═══ MATERIAL SUPPLIED

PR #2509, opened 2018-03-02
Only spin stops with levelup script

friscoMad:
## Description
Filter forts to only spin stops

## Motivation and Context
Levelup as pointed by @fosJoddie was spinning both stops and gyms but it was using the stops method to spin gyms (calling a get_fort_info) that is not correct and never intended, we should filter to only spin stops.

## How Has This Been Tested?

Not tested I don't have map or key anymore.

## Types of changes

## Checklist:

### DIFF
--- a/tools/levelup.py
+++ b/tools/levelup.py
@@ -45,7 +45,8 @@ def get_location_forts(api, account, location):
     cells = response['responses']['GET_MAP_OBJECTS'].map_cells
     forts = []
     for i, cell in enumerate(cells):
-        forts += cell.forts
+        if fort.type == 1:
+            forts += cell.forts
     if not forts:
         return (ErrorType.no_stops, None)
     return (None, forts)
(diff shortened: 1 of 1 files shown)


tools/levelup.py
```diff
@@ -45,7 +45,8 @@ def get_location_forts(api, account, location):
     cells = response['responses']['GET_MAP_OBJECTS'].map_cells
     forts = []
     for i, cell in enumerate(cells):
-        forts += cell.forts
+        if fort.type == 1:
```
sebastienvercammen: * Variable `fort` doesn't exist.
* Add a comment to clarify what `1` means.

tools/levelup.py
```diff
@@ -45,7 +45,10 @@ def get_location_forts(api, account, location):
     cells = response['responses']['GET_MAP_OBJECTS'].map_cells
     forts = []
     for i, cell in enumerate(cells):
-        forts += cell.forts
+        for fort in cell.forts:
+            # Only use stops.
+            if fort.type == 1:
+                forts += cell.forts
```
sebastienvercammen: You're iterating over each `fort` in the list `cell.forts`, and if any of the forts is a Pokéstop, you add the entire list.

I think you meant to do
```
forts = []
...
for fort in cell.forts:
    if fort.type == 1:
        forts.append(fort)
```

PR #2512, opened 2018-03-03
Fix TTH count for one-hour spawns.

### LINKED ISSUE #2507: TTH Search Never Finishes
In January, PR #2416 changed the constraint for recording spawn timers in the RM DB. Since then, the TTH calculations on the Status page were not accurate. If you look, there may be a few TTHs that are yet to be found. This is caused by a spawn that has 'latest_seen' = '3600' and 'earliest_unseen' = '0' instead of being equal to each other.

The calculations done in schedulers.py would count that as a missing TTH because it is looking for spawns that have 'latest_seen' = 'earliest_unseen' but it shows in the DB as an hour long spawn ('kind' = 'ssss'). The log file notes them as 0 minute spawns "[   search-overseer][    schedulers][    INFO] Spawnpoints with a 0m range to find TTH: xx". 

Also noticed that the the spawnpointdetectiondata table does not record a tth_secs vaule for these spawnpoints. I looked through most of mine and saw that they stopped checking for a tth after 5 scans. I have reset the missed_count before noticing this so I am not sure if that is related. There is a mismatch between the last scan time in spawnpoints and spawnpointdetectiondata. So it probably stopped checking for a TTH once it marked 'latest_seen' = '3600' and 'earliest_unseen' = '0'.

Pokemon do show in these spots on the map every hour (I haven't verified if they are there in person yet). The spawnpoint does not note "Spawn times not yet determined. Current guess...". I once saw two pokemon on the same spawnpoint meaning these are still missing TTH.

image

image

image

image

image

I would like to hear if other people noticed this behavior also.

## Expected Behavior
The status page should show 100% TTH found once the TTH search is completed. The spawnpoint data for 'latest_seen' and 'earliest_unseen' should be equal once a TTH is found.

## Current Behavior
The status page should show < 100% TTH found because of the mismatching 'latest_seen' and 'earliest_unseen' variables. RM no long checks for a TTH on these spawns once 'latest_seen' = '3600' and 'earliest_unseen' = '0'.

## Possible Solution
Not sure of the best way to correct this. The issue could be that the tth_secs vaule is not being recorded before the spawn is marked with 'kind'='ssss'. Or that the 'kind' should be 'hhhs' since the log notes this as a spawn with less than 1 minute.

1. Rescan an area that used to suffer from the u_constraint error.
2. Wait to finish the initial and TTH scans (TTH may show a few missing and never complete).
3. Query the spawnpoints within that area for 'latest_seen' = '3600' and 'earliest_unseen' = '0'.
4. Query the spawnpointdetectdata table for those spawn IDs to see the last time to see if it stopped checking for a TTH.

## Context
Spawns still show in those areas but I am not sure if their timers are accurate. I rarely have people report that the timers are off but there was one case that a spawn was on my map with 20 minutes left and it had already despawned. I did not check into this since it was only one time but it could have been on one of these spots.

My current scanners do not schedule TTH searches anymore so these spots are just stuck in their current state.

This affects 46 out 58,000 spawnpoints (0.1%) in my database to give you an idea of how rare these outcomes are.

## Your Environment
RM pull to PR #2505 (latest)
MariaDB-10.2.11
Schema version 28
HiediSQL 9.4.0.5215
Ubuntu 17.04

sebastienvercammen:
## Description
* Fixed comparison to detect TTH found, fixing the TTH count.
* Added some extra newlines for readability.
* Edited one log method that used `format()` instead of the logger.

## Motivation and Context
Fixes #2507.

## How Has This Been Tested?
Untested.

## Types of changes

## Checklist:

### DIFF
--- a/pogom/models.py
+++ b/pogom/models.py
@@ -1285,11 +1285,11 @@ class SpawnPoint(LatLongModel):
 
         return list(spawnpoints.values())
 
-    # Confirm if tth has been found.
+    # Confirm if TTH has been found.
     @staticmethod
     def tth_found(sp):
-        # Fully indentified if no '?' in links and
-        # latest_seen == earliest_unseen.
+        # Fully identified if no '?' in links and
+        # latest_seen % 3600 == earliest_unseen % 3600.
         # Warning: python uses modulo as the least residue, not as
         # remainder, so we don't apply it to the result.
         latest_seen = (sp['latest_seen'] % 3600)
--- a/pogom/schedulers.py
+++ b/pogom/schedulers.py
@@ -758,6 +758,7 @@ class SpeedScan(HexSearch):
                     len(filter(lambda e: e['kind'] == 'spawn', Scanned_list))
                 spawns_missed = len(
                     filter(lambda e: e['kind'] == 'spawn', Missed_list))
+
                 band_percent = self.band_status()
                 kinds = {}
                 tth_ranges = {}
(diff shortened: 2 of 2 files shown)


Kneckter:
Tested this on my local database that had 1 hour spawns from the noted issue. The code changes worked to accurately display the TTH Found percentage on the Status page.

══════
═══ MATERIAL SUPPLIED

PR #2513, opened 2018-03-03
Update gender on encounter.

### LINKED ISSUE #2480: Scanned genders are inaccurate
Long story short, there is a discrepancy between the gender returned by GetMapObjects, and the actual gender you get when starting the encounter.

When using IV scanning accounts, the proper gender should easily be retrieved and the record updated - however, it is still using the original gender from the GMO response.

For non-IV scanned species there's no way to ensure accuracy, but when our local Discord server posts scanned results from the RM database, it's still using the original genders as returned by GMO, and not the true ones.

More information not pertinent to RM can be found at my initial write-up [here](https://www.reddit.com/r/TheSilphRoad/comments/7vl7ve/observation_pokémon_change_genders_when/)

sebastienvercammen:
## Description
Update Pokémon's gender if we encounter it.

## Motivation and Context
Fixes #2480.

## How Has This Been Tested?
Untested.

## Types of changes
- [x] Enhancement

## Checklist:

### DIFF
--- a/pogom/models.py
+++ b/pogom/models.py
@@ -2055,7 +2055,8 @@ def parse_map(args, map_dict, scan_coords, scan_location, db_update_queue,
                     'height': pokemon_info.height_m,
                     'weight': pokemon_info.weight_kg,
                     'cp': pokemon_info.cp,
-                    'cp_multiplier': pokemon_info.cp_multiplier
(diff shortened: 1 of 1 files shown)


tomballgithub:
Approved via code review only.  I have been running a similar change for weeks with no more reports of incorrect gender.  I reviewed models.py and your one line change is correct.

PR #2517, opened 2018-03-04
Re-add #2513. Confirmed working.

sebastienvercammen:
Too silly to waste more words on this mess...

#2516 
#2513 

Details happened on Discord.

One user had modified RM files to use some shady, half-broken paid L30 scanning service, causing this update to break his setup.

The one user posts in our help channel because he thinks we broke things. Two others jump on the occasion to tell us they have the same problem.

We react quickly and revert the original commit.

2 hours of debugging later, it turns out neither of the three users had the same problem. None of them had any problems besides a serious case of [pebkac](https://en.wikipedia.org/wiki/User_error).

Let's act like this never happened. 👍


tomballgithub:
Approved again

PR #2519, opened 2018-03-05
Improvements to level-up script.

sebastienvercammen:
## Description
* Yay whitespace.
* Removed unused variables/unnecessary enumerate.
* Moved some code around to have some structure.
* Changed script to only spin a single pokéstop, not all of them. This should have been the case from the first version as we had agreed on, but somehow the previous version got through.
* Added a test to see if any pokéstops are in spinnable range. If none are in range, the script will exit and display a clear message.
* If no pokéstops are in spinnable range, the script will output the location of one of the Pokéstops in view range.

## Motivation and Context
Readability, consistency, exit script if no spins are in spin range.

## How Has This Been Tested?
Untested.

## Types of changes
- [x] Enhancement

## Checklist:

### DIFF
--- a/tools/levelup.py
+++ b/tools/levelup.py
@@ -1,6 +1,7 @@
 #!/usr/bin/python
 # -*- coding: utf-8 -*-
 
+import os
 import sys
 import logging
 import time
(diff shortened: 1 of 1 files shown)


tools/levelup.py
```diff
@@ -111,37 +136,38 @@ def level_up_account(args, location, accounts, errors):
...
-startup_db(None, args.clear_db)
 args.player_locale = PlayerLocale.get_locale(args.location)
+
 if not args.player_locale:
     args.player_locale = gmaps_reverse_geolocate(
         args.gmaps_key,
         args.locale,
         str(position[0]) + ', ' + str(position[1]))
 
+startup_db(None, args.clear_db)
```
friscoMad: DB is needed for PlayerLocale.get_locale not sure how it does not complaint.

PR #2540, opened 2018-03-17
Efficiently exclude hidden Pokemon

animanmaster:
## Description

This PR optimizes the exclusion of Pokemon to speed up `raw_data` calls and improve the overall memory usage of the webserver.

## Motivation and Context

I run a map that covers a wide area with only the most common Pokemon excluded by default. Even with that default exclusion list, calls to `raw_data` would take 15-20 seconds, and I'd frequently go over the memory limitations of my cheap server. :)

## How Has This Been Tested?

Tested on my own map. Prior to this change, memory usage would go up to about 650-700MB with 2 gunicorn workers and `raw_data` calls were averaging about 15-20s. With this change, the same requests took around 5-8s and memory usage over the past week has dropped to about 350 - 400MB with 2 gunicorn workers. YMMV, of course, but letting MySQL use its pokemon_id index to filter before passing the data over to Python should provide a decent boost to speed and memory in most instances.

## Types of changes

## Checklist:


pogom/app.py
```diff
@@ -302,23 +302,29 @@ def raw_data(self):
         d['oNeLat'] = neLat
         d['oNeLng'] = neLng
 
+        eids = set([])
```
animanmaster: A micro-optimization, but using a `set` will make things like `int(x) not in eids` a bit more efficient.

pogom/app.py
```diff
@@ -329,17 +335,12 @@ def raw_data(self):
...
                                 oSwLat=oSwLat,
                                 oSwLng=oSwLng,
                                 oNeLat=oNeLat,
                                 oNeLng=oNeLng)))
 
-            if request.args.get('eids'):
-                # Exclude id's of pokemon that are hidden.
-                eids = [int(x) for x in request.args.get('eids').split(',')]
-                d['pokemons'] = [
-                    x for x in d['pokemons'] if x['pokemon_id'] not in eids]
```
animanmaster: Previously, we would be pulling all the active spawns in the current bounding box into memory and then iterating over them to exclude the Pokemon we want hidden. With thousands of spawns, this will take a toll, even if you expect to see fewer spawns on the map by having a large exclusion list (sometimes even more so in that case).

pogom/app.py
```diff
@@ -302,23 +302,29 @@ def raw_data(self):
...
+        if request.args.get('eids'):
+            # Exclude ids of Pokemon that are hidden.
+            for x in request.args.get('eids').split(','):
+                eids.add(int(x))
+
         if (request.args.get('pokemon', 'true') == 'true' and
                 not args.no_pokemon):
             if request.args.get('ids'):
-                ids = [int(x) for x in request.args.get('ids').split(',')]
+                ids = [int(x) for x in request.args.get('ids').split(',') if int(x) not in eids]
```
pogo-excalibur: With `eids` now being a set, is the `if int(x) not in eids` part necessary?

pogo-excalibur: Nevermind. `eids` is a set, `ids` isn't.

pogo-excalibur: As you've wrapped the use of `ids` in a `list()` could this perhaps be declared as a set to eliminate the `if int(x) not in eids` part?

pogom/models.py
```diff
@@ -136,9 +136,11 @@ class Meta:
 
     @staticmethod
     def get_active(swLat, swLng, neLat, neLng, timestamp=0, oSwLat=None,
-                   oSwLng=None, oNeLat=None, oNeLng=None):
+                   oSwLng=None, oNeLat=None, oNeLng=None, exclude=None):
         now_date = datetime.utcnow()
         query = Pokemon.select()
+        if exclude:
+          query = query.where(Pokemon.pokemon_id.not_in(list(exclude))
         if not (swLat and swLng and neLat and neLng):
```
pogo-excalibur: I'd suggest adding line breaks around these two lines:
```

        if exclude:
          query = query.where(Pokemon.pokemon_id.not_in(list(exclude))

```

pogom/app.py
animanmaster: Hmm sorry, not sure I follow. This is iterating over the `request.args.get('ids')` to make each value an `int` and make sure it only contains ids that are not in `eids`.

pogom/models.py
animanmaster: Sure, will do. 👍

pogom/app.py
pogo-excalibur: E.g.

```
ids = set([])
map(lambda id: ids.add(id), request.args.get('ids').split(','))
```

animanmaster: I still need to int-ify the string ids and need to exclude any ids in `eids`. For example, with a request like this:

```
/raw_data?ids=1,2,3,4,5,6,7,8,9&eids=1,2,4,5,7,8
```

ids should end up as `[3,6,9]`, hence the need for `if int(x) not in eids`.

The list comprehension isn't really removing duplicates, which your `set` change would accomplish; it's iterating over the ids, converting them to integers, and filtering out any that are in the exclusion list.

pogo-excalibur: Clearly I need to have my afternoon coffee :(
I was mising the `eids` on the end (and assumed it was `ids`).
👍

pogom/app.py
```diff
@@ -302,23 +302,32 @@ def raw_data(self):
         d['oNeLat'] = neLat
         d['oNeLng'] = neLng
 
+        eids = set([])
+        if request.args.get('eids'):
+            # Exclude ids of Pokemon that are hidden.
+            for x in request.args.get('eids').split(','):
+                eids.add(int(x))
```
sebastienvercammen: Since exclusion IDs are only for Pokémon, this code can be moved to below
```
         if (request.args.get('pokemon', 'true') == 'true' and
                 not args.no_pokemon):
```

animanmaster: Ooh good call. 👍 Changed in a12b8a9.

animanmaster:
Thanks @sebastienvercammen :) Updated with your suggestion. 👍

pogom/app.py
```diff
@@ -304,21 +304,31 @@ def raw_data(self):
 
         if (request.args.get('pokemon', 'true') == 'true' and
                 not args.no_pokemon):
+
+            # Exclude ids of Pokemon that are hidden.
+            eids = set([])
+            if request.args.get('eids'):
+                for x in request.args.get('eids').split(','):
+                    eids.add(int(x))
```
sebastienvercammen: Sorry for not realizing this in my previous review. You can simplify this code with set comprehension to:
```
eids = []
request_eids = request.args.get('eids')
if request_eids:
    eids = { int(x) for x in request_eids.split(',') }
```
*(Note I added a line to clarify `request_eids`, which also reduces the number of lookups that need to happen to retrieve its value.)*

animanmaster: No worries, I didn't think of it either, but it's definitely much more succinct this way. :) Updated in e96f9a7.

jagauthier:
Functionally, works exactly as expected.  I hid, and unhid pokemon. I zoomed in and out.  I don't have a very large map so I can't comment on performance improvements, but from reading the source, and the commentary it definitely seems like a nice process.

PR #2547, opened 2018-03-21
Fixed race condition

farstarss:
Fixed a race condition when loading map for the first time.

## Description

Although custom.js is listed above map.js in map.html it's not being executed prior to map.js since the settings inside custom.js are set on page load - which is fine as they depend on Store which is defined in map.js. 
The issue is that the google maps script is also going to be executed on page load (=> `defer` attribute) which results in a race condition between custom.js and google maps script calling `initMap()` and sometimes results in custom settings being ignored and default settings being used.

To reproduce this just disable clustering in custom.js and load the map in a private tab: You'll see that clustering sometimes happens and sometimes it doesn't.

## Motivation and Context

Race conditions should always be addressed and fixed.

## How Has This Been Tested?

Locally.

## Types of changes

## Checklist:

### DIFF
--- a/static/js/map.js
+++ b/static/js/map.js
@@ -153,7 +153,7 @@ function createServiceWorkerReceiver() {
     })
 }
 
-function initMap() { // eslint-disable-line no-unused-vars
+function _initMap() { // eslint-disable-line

══════
═══ MATERIAL SUPPLIED

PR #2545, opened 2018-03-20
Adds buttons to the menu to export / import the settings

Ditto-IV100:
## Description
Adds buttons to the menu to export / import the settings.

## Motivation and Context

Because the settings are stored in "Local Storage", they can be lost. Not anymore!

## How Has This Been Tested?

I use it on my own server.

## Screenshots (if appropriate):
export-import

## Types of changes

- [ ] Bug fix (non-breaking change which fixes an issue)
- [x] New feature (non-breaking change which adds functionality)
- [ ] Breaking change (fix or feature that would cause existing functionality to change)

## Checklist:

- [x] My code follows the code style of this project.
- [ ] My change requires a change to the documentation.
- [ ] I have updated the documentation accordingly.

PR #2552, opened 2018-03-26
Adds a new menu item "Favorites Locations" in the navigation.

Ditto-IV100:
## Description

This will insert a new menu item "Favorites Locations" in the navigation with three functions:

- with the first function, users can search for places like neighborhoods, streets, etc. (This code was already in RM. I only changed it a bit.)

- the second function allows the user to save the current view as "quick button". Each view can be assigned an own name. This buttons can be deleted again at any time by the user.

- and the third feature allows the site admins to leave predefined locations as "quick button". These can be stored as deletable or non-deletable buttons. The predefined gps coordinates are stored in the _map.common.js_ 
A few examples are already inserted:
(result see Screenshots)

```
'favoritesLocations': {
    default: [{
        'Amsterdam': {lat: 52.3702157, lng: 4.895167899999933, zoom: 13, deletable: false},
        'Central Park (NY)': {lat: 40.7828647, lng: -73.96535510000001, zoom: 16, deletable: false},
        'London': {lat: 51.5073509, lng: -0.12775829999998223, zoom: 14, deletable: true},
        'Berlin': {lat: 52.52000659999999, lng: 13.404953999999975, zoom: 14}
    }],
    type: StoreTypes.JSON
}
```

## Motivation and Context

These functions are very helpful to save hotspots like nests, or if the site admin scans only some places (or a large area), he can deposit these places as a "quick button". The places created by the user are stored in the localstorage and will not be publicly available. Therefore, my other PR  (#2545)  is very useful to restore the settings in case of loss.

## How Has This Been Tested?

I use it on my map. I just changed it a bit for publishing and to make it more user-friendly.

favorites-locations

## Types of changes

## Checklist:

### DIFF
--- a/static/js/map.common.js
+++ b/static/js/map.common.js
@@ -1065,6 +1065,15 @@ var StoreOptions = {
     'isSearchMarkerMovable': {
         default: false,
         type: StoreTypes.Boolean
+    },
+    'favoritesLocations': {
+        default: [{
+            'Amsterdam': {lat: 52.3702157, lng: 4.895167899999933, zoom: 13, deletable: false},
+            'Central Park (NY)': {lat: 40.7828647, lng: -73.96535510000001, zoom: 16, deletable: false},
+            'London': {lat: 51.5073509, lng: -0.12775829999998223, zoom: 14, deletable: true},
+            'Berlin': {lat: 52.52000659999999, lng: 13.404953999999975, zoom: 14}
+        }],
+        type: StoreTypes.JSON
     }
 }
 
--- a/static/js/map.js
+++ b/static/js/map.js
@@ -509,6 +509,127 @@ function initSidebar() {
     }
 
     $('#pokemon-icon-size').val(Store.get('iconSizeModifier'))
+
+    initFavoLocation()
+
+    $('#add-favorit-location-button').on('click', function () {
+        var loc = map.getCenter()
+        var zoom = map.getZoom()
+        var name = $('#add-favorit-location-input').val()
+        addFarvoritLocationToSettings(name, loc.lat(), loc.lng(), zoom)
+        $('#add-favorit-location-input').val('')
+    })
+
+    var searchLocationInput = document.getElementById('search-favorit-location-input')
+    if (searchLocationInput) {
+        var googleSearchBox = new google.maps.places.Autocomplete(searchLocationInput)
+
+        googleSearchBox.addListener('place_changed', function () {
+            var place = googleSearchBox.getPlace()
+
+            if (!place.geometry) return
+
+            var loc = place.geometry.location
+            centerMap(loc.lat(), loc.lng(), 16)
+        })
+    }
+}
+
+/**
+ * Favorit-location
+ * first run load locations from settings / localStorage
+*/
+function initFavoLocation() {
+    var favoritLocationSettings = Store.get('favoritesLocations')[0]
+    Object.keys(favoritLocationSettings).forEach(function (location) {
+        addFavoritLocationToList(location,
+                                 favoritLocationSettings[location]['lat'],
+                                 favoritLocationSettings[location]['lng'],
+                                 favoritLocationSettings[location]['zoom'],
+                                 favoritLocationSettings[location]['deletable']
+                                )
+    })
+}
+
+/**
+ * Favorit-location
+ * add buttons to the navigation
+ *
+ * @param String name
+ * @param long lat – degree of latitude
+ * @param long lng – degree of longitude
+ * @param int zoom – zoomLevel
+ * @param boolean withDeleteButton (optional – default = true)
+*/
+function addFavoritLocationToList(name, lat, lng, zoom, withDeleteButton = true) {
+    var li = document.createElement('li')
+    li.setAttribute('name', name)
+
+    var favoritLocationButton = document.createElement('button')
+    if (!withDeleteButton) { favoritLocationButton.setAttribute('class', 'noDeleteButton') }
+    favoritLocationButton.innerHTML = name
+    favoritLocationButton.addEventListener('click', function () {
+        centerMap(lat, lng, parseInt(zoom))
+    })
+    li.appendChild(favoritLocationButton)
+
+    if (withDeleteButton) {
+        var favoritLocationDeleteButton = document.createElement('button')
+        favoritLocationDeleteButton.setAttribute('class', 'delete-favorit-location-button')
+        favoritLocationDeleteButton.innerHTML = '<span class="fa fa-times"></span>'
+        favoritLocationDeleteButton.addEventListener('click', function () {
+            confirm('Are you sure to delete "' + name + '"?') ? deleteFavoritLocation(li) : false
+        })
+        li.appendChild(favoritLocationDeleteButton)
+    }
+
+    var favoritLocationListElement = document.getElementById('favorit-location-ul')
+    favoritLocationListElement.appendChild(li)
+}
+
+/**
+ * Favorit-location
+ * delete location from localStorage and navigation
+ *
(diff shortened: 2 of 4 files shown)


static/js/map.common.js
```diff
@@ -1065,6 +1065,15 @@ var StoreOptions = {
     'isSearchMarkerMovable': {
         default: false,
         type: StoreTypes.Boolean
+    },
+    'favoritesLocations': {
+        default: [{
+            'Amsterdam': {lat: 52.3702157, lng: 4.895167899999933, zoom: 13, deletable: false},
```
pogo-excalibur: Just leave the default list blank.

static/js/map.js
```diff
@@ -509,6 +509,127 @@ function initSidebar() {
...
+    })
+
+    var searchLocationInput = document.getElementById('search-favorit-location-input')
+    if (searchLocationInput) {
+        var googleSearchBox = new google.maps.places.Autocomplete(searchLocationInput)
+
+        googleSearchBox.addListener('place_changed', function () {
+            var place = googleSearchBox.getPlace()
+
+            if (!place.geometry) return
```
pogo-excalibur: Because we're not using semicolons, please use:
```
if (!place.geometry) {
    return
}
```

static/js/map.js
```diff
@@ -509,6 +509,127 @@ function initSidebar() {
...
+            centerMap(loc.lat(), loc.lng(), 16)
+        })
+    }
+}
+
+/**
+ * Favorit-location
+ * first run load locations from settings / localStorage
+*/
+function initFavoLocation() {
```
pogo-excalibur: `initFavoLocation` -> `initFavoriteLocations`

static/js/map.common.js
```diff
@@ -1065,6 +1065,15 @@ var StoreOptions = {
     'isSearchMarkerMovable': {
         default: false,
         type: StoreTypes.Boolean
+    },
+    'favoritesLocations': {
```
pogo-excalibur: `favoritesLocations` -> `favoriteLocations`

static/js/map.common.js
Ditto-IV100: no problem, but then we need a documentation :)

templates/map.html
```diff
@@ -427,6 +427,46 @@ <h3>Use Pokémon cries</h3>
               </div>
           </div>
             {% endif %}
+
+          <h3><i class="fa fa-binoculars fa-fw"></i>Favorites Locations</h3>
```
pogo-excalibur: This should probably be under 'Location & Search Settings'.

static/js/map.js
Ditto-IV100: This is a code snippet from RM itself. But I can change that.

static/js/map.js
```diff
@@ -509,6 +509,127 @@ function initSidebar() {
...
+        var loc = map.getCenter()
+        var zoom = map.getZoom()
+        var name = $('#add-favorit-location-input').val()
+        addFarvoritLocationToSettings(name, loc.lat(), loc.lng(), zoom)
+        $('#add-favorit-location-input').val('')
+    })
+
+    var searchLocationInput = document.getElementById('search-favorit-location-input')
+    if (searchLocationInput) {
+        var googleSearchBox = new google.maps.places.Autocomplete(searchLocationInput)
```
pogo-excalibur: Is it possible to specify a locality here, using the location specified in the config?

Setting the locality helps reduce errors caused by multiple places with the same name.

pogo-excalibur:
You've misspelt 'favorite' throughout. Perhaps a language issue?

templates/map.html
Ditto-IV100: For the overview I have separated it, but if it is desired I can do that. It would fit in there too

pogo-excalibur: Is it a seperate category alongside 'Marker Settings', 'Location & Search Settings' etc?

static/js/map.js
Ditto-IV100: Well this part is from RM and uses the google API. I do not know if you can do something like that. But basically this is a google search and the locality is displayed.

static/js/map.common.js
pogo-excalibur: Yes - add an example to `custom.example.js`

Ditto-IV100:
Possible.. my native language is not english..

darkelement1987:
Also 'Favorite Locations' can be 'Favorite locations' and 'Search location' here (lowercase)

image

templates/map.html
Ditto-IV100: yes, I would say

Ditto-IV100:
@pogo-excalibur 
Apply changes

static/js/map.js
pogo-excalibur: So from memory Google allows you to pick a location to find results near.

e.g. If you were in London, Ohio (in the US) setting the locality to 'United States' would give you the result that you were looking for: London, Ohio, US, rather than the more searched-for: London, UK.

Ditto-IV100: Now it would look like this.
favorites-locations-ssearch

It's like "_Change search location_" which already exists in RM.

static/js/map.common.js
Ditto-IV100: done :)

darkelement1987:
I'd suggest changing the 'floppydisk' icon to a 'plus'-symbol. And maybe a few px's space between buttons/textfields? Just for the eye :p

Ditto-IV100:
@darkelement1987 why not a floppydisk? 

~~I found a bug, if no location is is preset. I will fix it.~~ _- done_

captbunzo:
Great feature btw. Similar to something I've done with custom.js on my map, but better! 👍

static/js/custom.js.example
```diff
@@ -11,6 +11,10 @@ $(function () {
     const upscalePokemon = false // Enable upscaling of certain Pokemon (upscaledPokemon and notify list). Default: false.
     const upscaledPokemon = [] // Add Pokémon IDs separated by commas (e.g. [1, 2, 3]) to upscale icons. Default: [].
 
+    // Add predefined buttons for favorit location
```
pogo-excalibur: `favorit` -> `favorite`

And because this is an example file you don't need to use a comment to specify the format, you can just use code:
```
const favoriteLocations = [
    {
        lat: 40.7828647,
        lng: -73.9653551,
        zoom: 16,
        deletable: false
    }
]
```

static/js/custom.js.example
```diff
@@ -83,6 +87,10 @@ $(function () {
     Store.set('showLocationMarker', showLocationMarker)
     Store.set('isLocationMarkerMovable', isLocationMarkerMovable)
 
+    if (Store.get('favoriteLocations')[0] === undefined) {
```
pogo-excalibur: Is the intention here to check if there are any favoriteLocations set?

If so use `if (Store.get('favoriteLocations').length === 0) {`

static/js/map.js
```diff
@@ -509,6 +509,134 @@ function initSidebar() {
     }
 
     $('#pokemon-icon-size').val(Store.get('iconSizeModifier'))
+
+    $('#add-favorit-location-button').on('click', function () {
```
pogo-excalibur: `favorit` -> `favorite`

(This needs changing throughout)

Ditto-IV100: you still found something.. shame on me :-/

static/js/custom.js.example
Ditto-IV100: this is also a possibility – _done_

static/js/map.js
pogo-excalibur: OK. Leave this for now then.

══════

● TASK DIRECTIONS:
In the entries above, how many lines hold "errors"? Answer with the number alone.

● OUTPUT OF THE TASK:
2